- Born: Long Island, New York, U.S.
- Occupations: Writer; actress; comedian;
- Years active: 2013–present

= Anna Drezen =

American writer, actress, and comedian

Anna Drezen is an American writer, actress, and comedian who has written for television comedies like Miracle Workers, Girls5eva, Murderville, and Saturday Night Live, where she served as Head Writer during seasons 46 and 47. She is the creator of the Freeform series Praise Petey.

==Personal life==
A native of Long Island, Drezen grew up in Massapequa, New York and has identified herself as "half-Jewish." She graduated from New York University's Tisch School of the Arts in 2010 where she studied drama. She subsequently earned a certificate in Shakespeare in Performance from the Royal Academy of Dramatic Art. Her mother Irene (née Roarke) is a nurse and her father Warren is a pharmacist and the retired Director of Pharmacy at South Oaks Hospital in Amityville, New York; he accompanied her to the 2019 Emmy Awards show. Her older brother is comic artist Rich Drezen. She has a dog named Lady Bird, a Chihuahua-Terrier mix named after the former first lady Lady Bird Johnson.

==Career==
Drezen was an editor at large of the feminist humor site Reductress and co-wrote the book How to Win at Feminism: The Definitive Guide to Having it All—And Then Some! with the site's founders Beth Newell and Sarah Pappalardo. She also coauthored the book How May We Hate You? with Todd Dakotah Briscoe. The latter book began as a blog inspired by Drezen's time as a hotel concierge in New York City. She has written and performed on Manhattan Neighborhood Network's The Special Without Brett Davis. She was editor and writer at humor website Cracked.com until 2016.

She is a member of the Upright Citizens Brigade Theatre (UCB). Together with fellow UCB performer Taylor Moore, Drezen hosted the podcast Ten Ideas from 2013 to 2016.

Drezen was hired as a staff writer on Saturday Night Live for the show's 42nd season. She was made Supervising Writer for seasons 44 and 45, and since the show's 46th season has served as Head Writer alongside Michael Che, Colin Jost, and Kent Sublette. Drezen and the SNL writing staff have been nominated for the Primetime Emmy Award for Outstanding Writing for a Variety Series in 2017, 2018, 2019, and 2021.
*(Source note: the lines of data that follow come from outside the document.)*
PR #1017, opened 2024-06-05
Add method to enable Cactus alignment to be hidden

twalsh-ebi:
## Requirements

## Description

In conjunction with [eg-web-plants PR 65](https://github.com/EnsemblGenomes/eg-web-plants/pull/65), this PR (for the `release/112` branch only) makes it possible to suppress the Wheat Cactus alignment on the Ensembl Plants 112 site.

To take effect, it is necessary to repack the `MULTI` packed file.

## Views affected

This change has the effect of making the Wheat Cactus alignment disappear from the Wheat genomic alignment dropdown...

genomic_alignment_dropdown_without_wheat

...as well as from the multiple genomic alignment list:

genomic_alignment_listing_without_wheat

Examples:
- [sandbox](http://wp-np2-25.ebi.ac.uk:5098/Triticum_aestivum/Location/View?r=3D:2585940-2634711)
- [live site](https://plants.ensembl.org/Triticum_aestivum/Location/View?r=3D:2585940-2634711)

## Possible complications

No complications are expected. The `ConfigPacker::_alignment_mlss_is_suppressed` method returns `0` by default, so it should have no effect except when overridden.

## Merge conflicts

None detected.

- [ENSWEB-6910](https://www.ebi.ac.uk/panda/jira/browse/ENSWEB-6910)

### DIFF
--- a/modules/EnsEMBL/Web/ConfigPacker.pm
+++ b/modules/EnsEMBL/Web/ConfigPacker.pm
@@ -1178,6 +1178,7 @@ sub _build_compara_default_aligns {
     $sth->bind_param(2,$species);
     $sth->execute;
     my ($mlss_id)= $sth->fetchrow_array;
+    die "MLSS $mlss_id cannot be a default Compara alignment, it is suppressed" if $self->_alignment_mlss_is_suppressed($mlss_id);
     push @defaults,[$mlss_id,$species,$method];
     $sth->execute;
     $sth->finish;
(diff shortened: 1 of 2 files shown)


twalsh-ebi:
Hi @jyothishnt.. I'd have no hesitation in acknowledging that this solution is a little ad-hoc, though I reasoned that it might be OK given that it would be specific to `release/112`.

For `release/113` and beyond we are pursuing two alternative approaches to addressing the issues affecting the Wheat Cactus, so it is very unlikely that the Wheat Cactus alignment will need to be hidden in this way in future.

twalsh-ebi:
Hi @jyothishnt.. I have added example links to this PR and [eg-web-plants PR 65](https://github.com/EnsemblGenomes/eg-web-plants/pull/65). In the sandbox example you can see that the Wheat Cactus alignment has... disappeared.

Please let me know whether you have any outstanding concerns relating to this PR; if so, I would be very grateful for the opportunity to address them.

PR #173, opened 2026-05-27
refactor(proto): scope control requests by apply id

aparajon:
Remove database/type fields from apply-scoped control RPC requests so cutover, stop, start, volume, revert, and skip-revert identify work by apply_id plus environment. The HTTP API already derives database metadata from the stored apply row, and the Tern server now rejects control RPCs that omit apply_id.

🤖 Generated with Codex.


pkg/proto/tern.proto
```diff
@@ -467,15 +455,12 @@ message StopResponse {
...
-  // Database type: "vitess" or "mysql". Used by stateless clients.
-  string type = 2;
+  // Apply ID for the schema change to start.
+  string apply_id = 1;
   // Environment: "staging" or "production".
-  string environment = 3;
-  // Scope start to a specific apply ID.
-  string apply_id = 4;
+  string environment = 2;
 }
```
morgo, line 479: Are you concerned about reordering proto fields? Anything inflight breaks, but there shouldn't be too much of that.

morgo (approved):

pkg/proto/tern.proto
aparajon: I'll publicly say we're still in ship fast and break things mode 😅 . Once we're fully live in production at Block, we'll remove experimental status and have a proper policy around breaking changes

PR #230, opened 2026-06-04
fix(scheduler): guard stale worker writes

aparajon:
## Why
Workers can be recovered after an apply heartbeat becomes stale, but an old worker or observer may still be running locally. Control-plane state should only be writable by the claim that currently owns the apply, so stale workers fail closed instead of publishing outdated state.

## What
- Add a rotating apply lease token when an apply is claimed
- Guard apply, task, log, heartbeat, control-request, and observer side effects by the active lease
- Cancel local apply work when the heartbeat loop detects lease loss
- Document the split between heartbeat recovery and lease-token write ownership
- Add regression coverage for stale worker writes and stale observer terminal side effects

## Claim lease flow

In 2019, Drezen began hosting the podcast Scary Stories to Tell on the Pod with writer Andrew Farmer, was a guest on Drunk Women Solving Crime, and performed on The Late Late Show with James Corden on 24 September 2019.

At the 2019 Edinburgh Festival Fringe, Drezen premiered Okay, Get Home Safe, a one-woman show inspired by her obsession with true crime podcasts.

Drezen has been a writer on shows like Girls5Eva and Miracle Workers, the latter on which she also appeared as an actor.

In 2021, Freeform ordered an animated series called Praise Petey. created by Drezen, which she executive produces alongside Greg Daniels, Mike Judge, and Monica Padrick. Annie Murphy, John Cho, Christine Baranski, Kiersey Clemons, Amy Hill, and Stephen Root led the voice cast. The series was produced by 20th Television Animation, with animation by ShadowMachine. She departed SNL after the December 18, 2021 episode in preparation. It premiered on July 21, 2023. In November 2023, it was announced that Freeform had cancelled the series after 1 season.